Monday 29 July 2013

Adventures In Sundays

So yesterday morning at about quarter past eleven our neighbour started hammering on our door, asking in panic whether either of us were a doctor.  Figuring she probably didn't want someone to check out some data for her, we said no, and then followed her out into the street, where people were gathering to try and help out a cyclist who'd managed to throw himself head first through the windscreen of a parked Citroen just feet away from our drive.

Somehow, despite not wearing a helmet, the cyclist had only minor cuts to his head, but his jugular was millimetres away from jagged glass, so there was a woman in the car holding his head with a stack of towels and a man holding the cyclist's torso from behind.  Meanwhile, a couple of other people were stood at each end of our section of road, politely asking oncoming traffic to turn around rather than trying to pass a guy who could end up with his throat cut if so much as a strong wind showed up.

You really learn a lot about human nature when you're asking drivers if they'd mind spending two minutes driving across to the road that runs parallel to ours to get where they're going rather than risk - not by much, but risk - a guy's life by continuing on.  Turns out fully one fifth of motorists need to be beaten to death with spiked baseball bats with angry scorpions glued to them.

(In fact, our road is constantly plagued by shitty, shitty drivers, who constantly drive past at over fifty miles an hour, despite it being a thirty zone, and despite there being an A road two minutes away which would add minutes to their journey without threatening my life every time I try to pull my car out.)

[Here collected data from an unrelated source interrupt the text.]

PR #1625, opened 2022-08-05
Fix corrupted changelog

david-venhoff:
Fixes the Changlog, which had an entry at the wrong section


timoludwig (approved):
Thanks, didn't notice...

This state of affairs lasted long past the paramedics arriving, but once a pair of fire engines arrived and blocked off the street, people started getting the message.  Well, most of them did; one woman decided the best course of action was to just sit there with her hazard lights on whilst she left the car to go do... something, I don't know, which then meant the next paramedic who showed up had to swerve round her on his way in.   Nice work, nameless woman! Take your place in the queue for the scorpio-bat room!

Anyway, forty minutes after the knock on the door, the cyclist had been extricated.  By that point he was standing and talking normally, extremely embarrassed about the whole thing - I think when the helicopter arrived and couldn't find anywhere to land (I'd have voted for atop that lady's abandoned car, personally, but I suppose the necessary balancing act wouldn't have been fun or easy) that he felt things had maybe become a little ridiculous.  He rode off in the ambulance, just to be on the safe side, but he seemed pretty much OK, considering the damage he'd done to the Citroen's windscreen. 

How he'd actually managed to get into that predicament in the first place remains unknown.  Were I to guess, I'd say he was swerving to avoid a driver acting like a cock.  Not often you'd lose a bet like that down here.